• _What the exercise asks_
Scan the entries for lines with the word "flag" and copy those lines.

[Data excerpts Boundary: Start]

PR #737, opened 2020-05-25
Add release-all-interfaces functionality

Roman-Koshelev:


Roman-Koshelev:
Added function  libusb_release_all_interfaces().  I also think this should be called from libusb_close()

dickens:
I don't understand the purpose of this interface?  Closing a device implicitly releases all interfaces already.  What does this gain?

Roman-Koshelev:
"Closing a device implicitly releases all interfaces already." - without an explicit call, releasing and connecting the kernel driver takes several seconds

dickens:
I think I understand now.  You are referring to closing a device that has claimed one or more interfaces and the user has set auto-detach on that device?  If so, then this needs to be handled differently.  The close path should reattach any interfaces that were auto-detached and only those interfaces.

hjelmn:
Please do not update the nano version in a PR. This makes extra work when it is merged by a maintainer.

Roman-Koshelev:
"any interfaces that were auto-detached and only those interfaces". Since the auto_detach_kernel_driver flag is the same for all interfaces, if it is set, you will have to free all the interfaces.

dickens:
> "any interfaces that were auto-detached and only those interfaces". Since the auto_detach_kernel_driver flag is the same for all interfaces, if it is set, you will have to free all the interfaces.

That depends on _when_ `libusb_set_auto_detach_kernel_driver()` is called.  You could claim any number of interfaces prior to calling this function, and arguably those interfaces should _not_ have kernel drivers automatically reattached because libusb did not automatically detach said drivers.

hjelmn:
@dickens pointed out a flaw in this implementation. This change is a convenience over just closing the interfaces that were opened. I see no reason to pursue this change without further explanation on why this API change should be taken. Will close this for now. Please re-open if you are still interested in making this change.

[Data excerpts Boundary: End]

• _Answer to this problem_
"any interfaces that were auto-detached and only those interfaces". Since the auto_detach_kernel_driver flag is the same for all interfaces, if it is set, you will have to free all the interfaces.
> "any interfaces that were auto-detached and only those interfaces". Since the auto_detach_kernel_driver flag is the same for all interfaces, if it is set, you will have to free all the interfaces.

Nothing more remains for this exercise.